Statistics and reproducibility

All boxplots were created using the geom_boxplot() function of the R package ‘ggplot2’ with standard settings. The upper and lower hinges represent the 75^th and 25^th percentiles, respectively. The center line represents the median. The whiskers extend to the largest and smallest values within 1.5 times the interquartile range.

All violin plots were created using the geom_violin() function of the R package ‘ggplot2’ with standard settings, representing data point density along the y-axis.

P-values in the enrichment analyses (LOLA: region sets, Enrichr: gene sets) were calculated using a two-sided Fisher’s exact test. Adjustment for multiple testing was performed using the Benjamini & Yekutieli (BY) method (LOLA) and the Benjamini-Hochberg (BH) method (Enrichr).

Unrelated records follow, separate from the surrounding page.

PR #346, opened 2020-10-14
Optimize static memory pools

doru1004:
This patch enables the optimization of the static memory pools emitted by the bundling pass.

Two `krnl.getref` operations can share the same slot in the memory pool if several conditions are met:
1. Same memory footprint: this includes the case where the MemRefs they produce have different shapes. Example: `memref<3x4xf32>` and `memref<2x6x4xi8>` occupy the same memory.
2. Not in the same `krnl.memcpy`: there is no `krnl.memcpy` which uses both. A `krnl.memcpy` is equivalent to a load from the source of the memcpy followed by a store to the destination of the memcpy.
3. Mutually disjoint load-store chains: the stored values in one of the resulting MemRefs must not have been computed using loads from the other resulting MemRefs. When a new `krnl.getref` is added to the same memory slot, it needs to be mutually disjoint with each of the other MemRefs already sharing that memory slot.
4. Live ranges must not intersect: a live range is the chain of instructions between the first and last load/store/memcpy instruction that uses a `krnl.getref`. This covers the case where `krnl.getref` uses are not linked by a load-store chain but are live at the same time.
5. Live range endpoints cannot appear in the same loop nest: live ranges as defined above may not intersect but instead they may start or end under the same loop (in our case `krnl.iterate`). To mitigate this case we ensure that the endpoints of the two `krnl.getref` operations do not share the same outermost loop.

Example:

Considering the following static memory pool usage:
```
    %1 = alloc() : memref<2000xi8>
    %2 = "krnl.getref"(%1, %c1600_i64) : (memref<2000xi8>, i64) -> memref<10x10xf32>
    %3 = "krnl.getref"(%1, %c1200_i64) : (memref<2000xi8>, i64) -> memref<10x10xf32>
    %4 = "krnl.getref"(%1, %c800_i64) : (memref<2000xi8>, i64) -> memref<10x10xf32>
    %5 = "krnl.getref"(%1, %c400_i64) : (memref<2000xi8>, i64) -> memref<10x10xf32>
    %6 = "krnl.getref"(%1, %c0_i64) : (memref<2000xi8>, i64) -> memref<10x10xf32>
```

Example of MemRefs which do not satisfy this rule (MemRefs `%4` and `%5`, the values of MemRef `%4` are computed using values from MemRef `%5`):
```
        %14 = affine.load %arg0[symbol(%arg2), symbol(%arg4)] : memref<10x10xf32>
        %15 = affine.load %5[symbol(%arg4), symbol(%arg3)] : memref<10x10xf32>
        %16 = affine.load %4[symbol(%arg2), symbol(%arg3)] : memref<10x10xf32>
        %17 = mulf %14, %15 : f32
        %18 = addf %16, %17 : f32
        affine.store %18, %4[symbol(%arg2), symbol(%arg3)] : memref<10x10xf32>
```

Example of MemRefs which satisfy the second rule (MemRefs `%4` and `%6`):
```
    %7:2 = krnl.define_loops 2
    krnl.iterate(%7#0, %7#1) with (%7#0 -> %arg2 = 0 to 10, %7#1 -> %arg3 = 0 to 10) {
      affine.store %cst, %6[symbol(%arg2), symbol(%arg3)] : memref<10x10xf32>
      %13 = krnl.define_loops 1
      krnl.iterate(%13) with (%13 -> %arg4 = 0 to 10) {
        %14 = affine.load %arg0[symbol(%arg2), symbol(%arg4)] : memref<10x10xf32>
        %15 = affine.load %arg1[symbol(%arg4), symbol(%arg3)] : memref<10x10xf32>
        %16 = affine.load %6[symbol(%arg2), symbol(%arg3)] : memref<10x10xf32>
        %17 = mulf %14, %15 : f32
        %18 = addf %16, %17 : f32
        affine.store %18, %6[symbol(%arg2), symbol(%arg3)] : memref<10x10xf32>
      }
    }
    %8:2 = krnl.define_loops 2
    krnl.iterate(%8#0, %8#1) with (%8#0 -> %arg2 = 0 to 10, %8#1 -> %arg3 = 0 to 10) {
      %13 = affine.load %arg0[symbol(%arg2), symbol(%arg3)] : memref<10x10xf32>
      %14 = affine.load %6[symbol(%arg2), symbol(%arg3)] : memref<10x10xf32>
      %15 = addf %13, %14 : f32
      affine.store %15, %5[symbol(%arg2), symbol(%arg3)] : memref<10x10xf32>
    }
    %9:2 = krnl.define_loops 2
    krnl.iterate(%9#0, %9#1) with (%9#0 -> %arg2 = 0 to 10, %9#1 -> %arg3 = 0 to 10) {
      affine.store %cst, %4[symbol(%arg2), symbol(%arg3)] : memref<10x10xf32>
      %13 = krnl.define_loops 1
      krnl.iterate(%13) with (%13 -> %arg4 = 0 to 10) {
        %14 = affine.load %arg0[symbol(%arg2), symbol(%arg4)] : memref<10x10xf32>
        %15 = affine.load %5[symbol(%arg4), symbol(%arg3)] : memref<10x10xf32>
        %16 = affine.load %4[symbol(%arg2), symbol(%arg3)] : memref<10x10xf32>
        %17 = mulf %14, %15 : f32
        %18 = addf %16, %17 : f32
        affine.store %18, %4[symbol(%arg2), symbol(%arg3)] : memref<10x10xf32>
      }
    }
```

The number of `krnl.getref` operations must be preserved because each one of the getref operations sharing a memory pool slot may return a MemRef with a different shape (dimensions or even rank). When collapsing getrefs into the same memory slot, more than one getref may be collapsed at a time.


src/Transform/OptimizeMemoryPools.cpp
```diff
@@ -0,0 +1,905 @@
...
+        stores.emplace_back(op);
+  });
+
+  // The list contains at least one use.
+  return stores;
+}
+
+/// Returns a list of distinct krnl.getref operations in the current
+/// block that use the memory pool.
+SmallVector<KrnlGetRefOp, 4> getAllDistinctGetRefsForAlloc(AllocOp *allocOp) {
```
AlexandreEichenberger, line 113: The preferred class is SmallVectorImpl, see https://llvm.org/docs/ProgrammersManual.html#llvm-adt-smallvector-h

It say that the Impl version is not really an implementation in the traditional sense and is compatible with the SmallVect... 

Though in this case, you return it... so it might be fine. Still, look at the page and make an opinion for yourself... It applies equally to the other usage of this same pattern below.

src/Transform/OptimizeMemoryPools.cpp
```diff
@@ -0,0 +1,905 @@
...
+
+  return alloc;
+}
+
+/// Get the number of GetRef ops associated with this AllocOp.
+int64_t getAllocGetRefNum(AllocOp *allocOp) {
+  auto parentBlock = allocOp->getOperation()->getBlock();
+
+  int64_t numGetRefs = 0;
+  parentBlock->walk([&numGetRefs, allocOp](KrnlGetRefOp op) {
```
AlexandreEichenberger, line 50: Nice use of walks....

src/Transform/OptimizeMemoryPools.cpp
```diff
@@ -0,0 +1,905 @@
...
+///    b = f(a)
+///    store b secondGetRef[]
+///
+/// The check must be done both ways:
+///
+///    a = load secondGetRef[]
+///    b = f(a)
+///    store b firstGetRef[]
+///
+bool getRefUsesAreMutuallyDisjoint(SmallVector<KrnlGetRefOp, 4> firstGetRefList,
```
AlexandreEichenberger, line 270: I think here you want to use the Impl version, and you want to pass as reference.

src/Transform/OptimizeMemoryPools.cpp
```diff
@@ -0,0 +1,905 @@
...
+
+  for (auto getRef : firstGetRefList) {
+    if (!getRefUsesAreDisjoint(secondGetRefList, getRef)) {
+      return false;
+    }
+  }
+  return true;
+}
+
+/// Op is a LoadOp or AffineLoadOp.
```
AlexandreEichenberger, line 286: I am surprised that there is no query like this in MLIR. A cursory search could not find one. I wonder if we are not doing ourselves a disservice by burying these code deep into a .cpp. I would suggest to do a src/Support directory with a couple of system-wide useful queries like these. What do you think?

src/Transform/OptimizeMemoryPools.cpp
```diff
@@ -0,0 +1,905 @@
...
+  while (!llvm::dyn_cast_or_null<FuncOp>(parentBlockOp)) {
+    if (llvm::dyn_cast_or_null<KrnlIterateOp>(parentBlockOp))
+      outermostLoop = parentBlockOp;
+    parentBlockOp = parentBlockOp->getBlock()->getParentOp();
+  }
+
+  return outermostLoop;
+}
+
+/// Returns true if two operations share the same outermost krnl.iterate.
```
AlexandreEichenberger, line 454: General question: if you have something like this

for(i...) {
   a = alloc(100), b = alloc(100), c = alloc(100)
   for(j) define (a)
   for(j) define(b) use(a)
   for(j) define(c) use(b)
}

would a and c be able to use the same memory? Asking this as I see you query about shared outer loops.

src/Transform/OptimizeMemoryPools.cpp
```diff
@@ -0,0 +1,905 @@
...
+
+    // Static memory pool type must be byte.
+    if (getMemRefEltSizeInBytes(memPoolType) != 1)
+      return failure();
+
+    // Rank of the static memory pool must be 1.
+    if (memPoolShape.size() != 1)
+      return failure();
+
+    // Determine if the static memory pool is bundled i.e. participates in more
```
AlexandreEichenberger, line 599: if a, b, and c have mutually disjoint liveranges, could they share the same memory? In principle they can.. say you merge a&b. Then the liveranges becomes the union of their respective ranges.

This is where doing graph coloring is useful. You determine the interferences of the liveranges, and then you can merge things without "thinking" about the original loads/store, because all info is incapsulated into the graph.

src/Transform/OptimizeMemoryPools.cpp
```diff
@@ -0,0 +1,905 @@
...
+  }
+
+  // If all getRef live ranges are independent then no intersection exists.
+  return false;
+}
+
+//===----------------------------------------------------------------------===//
+// Rewrite patterns.
+//===----------------------------------------------------------------------===//
+
```
AlexandreEichenberger, line 569: Your comments have been very useful. Do you think you could add one here too for each patterns? Say at high level what they do?

I say this is because I see two transforms... and in the future, maybe more of them will come too.

AlexandreEichenberger (commented):
Left a couple of questions.  At a general level, can you also comment on why you requires the sizes to be the same for merging? I can see how one would first try to merge all identical ones, and then progressively the ones that are most similar in sizes (e.g. 1000 would fit in 1001 bytes).

src/Transform/OptimizeMemoryPools.cpp
doru1004: They cannot share the same memory because they have a common for as their ancestor i.e. the outermost for, `for(i...)`

doru1004: > Left a couple of questions. At a general level, can you also comment on why you requires the sizes to be the same for merging? I can see how one would first try to merge all identical ones, and then progressively the ones that are most similar in sizes (e.g. 1000 would fit in 1001 bytes).

Very good point. For now I have only tried precise sizes for simplicity. This way I can compare the new incoming candidate size with any of the existing getRefs sharing that slot instead of having to keep track of the maximum MemRef size for a given slot.

doru1004:
> Left a couple of questions. At a general level, can you also comment on why you requires the sizes to be the same for merging? I can see how one would first try to merge all identical ones, and then progressively the ones that are most similar in sizes (e.g. 1000 would fit in 1001 bytes).

Very good point. For now I have only tried precise sizes for simplicity. This way I can compare the new incoming candidate size with any of the existing getRefs sharing that slot instead of having to keep track of the maximum MemRef size for a given slot.

src/Transform/OptimizeMemoryPools.cpp
doru1004: Yes they can and will share the same slot provided they satisfy all the conditions.

In your graph coloring example they would all 3 have the same color meaning they can be merged.

The current algorithm looks at how individual live ranges compare with each other.

Let's say the order in your source code is:
a
b
c

And the pattern rewriter has reached "a".

It will now go through all the candidates i.e. b and c.
When b is analyzed the live range of b (LR(b)) is compared with LR(a). if they are disjoint (assuming all other conditions are met) then b is a valid reuser and it is saved as a valid reuser.

When we then analyze candidate "c" then LR(c) is compared against the LR(a) if it is disjoint it is then compared against the LR(b) (because b is in the list of valid reusers) and if it is disjoint with LR(b) also then and only then is it added as a valid reuser.

In this way it doesn't matter if the order in the code is:

a
b
c

or 

a
c
b

"c" will still be identified as a valid reuser of the same slot as a & b.

Once all candidates have been analyzed and hence all valid reusers collected, the actual replacements are done. At that point the code becomes:
a
a
a

It's only at this point that LR(a) increases.

src/Transform/OptimizeMemoryPools.cpp
AlexandreEichenberger: Maybe my example was too sparse:
```
for(i...) {
  a = alloc(100), b = alloc(100), c = alloc(100) 
  for(j) define (a)
  for(j) define(b) use(a)
  for(j) define(c) use(b)
  free a, b, c
}
```

Since the liveranges are confined within the I loop, there is no reason to disable this... I am thinking that the LOOP operator will introduce such things. It would be nice to have it. If you don't want to do this now, please note in the code where this constraint is expressed with a TODO.

doru1004: I see your point now. The code to handle that case is the same as the code we have today. I have temporarily disabled the optimization within sub-blocks but I can re-enable that and this case should then be covered. Slight change to the "same outermost loop" definition: the outermost loop needs to be the one in the current block rather than one at top level block i.e. the analysis should stop at the for j loops when looking to optimize this block. This will then result in a, b and c having no common outermost loop which would lead to them being able to be safely reused. The pre-condition is that the alloc and the dealloc are not hoisted outside the for i loop. If you do that, then they will be handled at the top block level.

Perhaps hoisting needs to happen after this pass.

If you hoist the allocs before this pass, the allocs would be discovered at the top level (even without enabling the sub-block level optimization). They would then be checked and pass pretty much all conditions except the outermost for loop condition. I'm not sure I see a straightforward relaxation of this condition without some heavy analysis of the loop nest.

AlexandreEichenberger: > If you hoist the allocs before this pass, the allocs would be discovered at the top level (even without enabling the sub-block level optimization).

I think its the opposite; as there are here, the liveranges are easily contained inside the outer loop... easier to analyze locally.

doru1004: Nope, it's not the opposite, if you hoist the alloc, it will be considered for optimization in the context that contains the outermost loop i.e. the main block of the model function.

doru1004: I've added a TODO to enable to optimization for sub-blocks.

src/Transform/OptimizeMemoryPools.cpp
doru1004: Done

src/Transform/OptimizeMemoryPools.cpp
doru1004: Done

doru1004:
@AlexandreEichenberger I have gathered together in KrnlSupport.cpp/hpp all the helper functions that are used at the level of abstraction of the Krnl Dialect. As a consequence passes in Transforms no longer have a dependency on the ONNXToKrnlCommon.cpp/hpp files which was not desirable. This means we can drop the ONNX dialect dependency that we had when working on krnl transformations due to the use of the ONNXToKrnlCommon.cpp/hpp files.

src/Support/KrnlSupport.hpp
```diff
@@ -0,0 +1,118 @@
+//====---------- KrnlSupport.hpp - Krnl-level support functions -----------===//
```
AlexandreEichenberger, line 1: Very nice, this should promote reuse... very clean.

AlexandreEichenberger (approved):
LGTM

P-values accompanying Kaplan-Meier analysis were calculated using a two-sided log-rank test. No adjustment for multiple testing was performed.

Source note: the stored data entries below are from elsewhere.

PR #348, opened 2020-10-15
Updating Onnx to v1.7.0

lszinv:


tjingrant:
@lszinv I think you need to re-generate ONNX Dialect using the new ONNX spec, as documented here: http://onnx.ai/onnx-mlir//ImportONNXDefs.html .

lszinv:
I've updated the new tablegen file where seemingly the only new changes are in the docstrings. This PR is still failing the circle CI test to check that the documentation is out uouf date. 

Did I misunderstand what needs to be updated and am missing  other changes?

chentong319:
The log showed the error is in the document. Did you run `make onnx-mlir-doc' to copy the build/docs/Dialect/onnx.md to docs/Dialect?
By the way, this change is intended only to update onnx to 1.7, not really to use the new version of operations if there is any. Right?

lszinv:
> The log showed the error is in the document. Did you run `make onnx-mlir-doc' and copy the build/docs/Dialect/onnx.md to docs/Dialect?
> By the way, this change is intended only to update onnx to 1.7, not really to use the new version of operations if there is any. Right?

the main motivation for updating this was actually mainly because when trying to build the project off the master branch, it fails on the `OMInstallOnnx` target. Locally, I updated the onnx commit to be 1.7 and was then able to compile, so I figured it was useful to push upstream. 

So you're correct. This is only meant to update the ONNX version, and not to use any new versions of operations

chentong319:

Xatter (approved):
👍

tjingrant:

tjingrant (approved):
LGTM, seems like it does introduce any changes to operator spec.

P-values indicating the statistical significance of differences between groups of samples in continuous histopathological, MRI, and molecular variables were calculated using a two-sided Wilcoxon rank sum test. No adjustment for multiple testing was performed.

P-values indicating the statistical significance of correlations were calculated using a two-sided Pearson’s test.

Shaded regions around central estimates in ROC curves, Kaplan-Meier plots, and scatterplots denote 95% confidence intervals.

Histopathology and MR imaging pictures represent individual patients and are provided for illustration.

Multidimensional scaling analysis was performed by calculating the Euclidean distance between samples using the R dist() function, followed by multidimensional scaling using the R isoMDS() function.

Data and code availability

All data are available through the Supplementary Website (http://glioblastoma-progression.computational-epigenetics.org/). Genome browser tracks support locus-specific inspection of the DNA methylation data, and a graphical data explorer enables interactive analysis of associations in the dataset (Supplementary Fig. 13). The Supplementary Website also provides lists of regions predictive of immune cell infiltration; pre-computed R objects with DNA methylation profiles and clinical annotation data for follow-up analysis; raw and segmented histopathological image data; and raw as well as segmented MR imaging data. The processed DNA methylation data are also openly available from the NCBI GEO repository (accession number: GSE100351), and the raw sequencing data are available from EBI EGA (accession number: EGAS00001002538) as controlled access. To protect patient privacy, interested researchers need to apply via a data access committee, which will grant all reasonable requests by bona fide researchers. Finally, in the spirit of reproducible research⁸⁶, the Supplementary Website makes the source code underlying the presented analyses publicly available.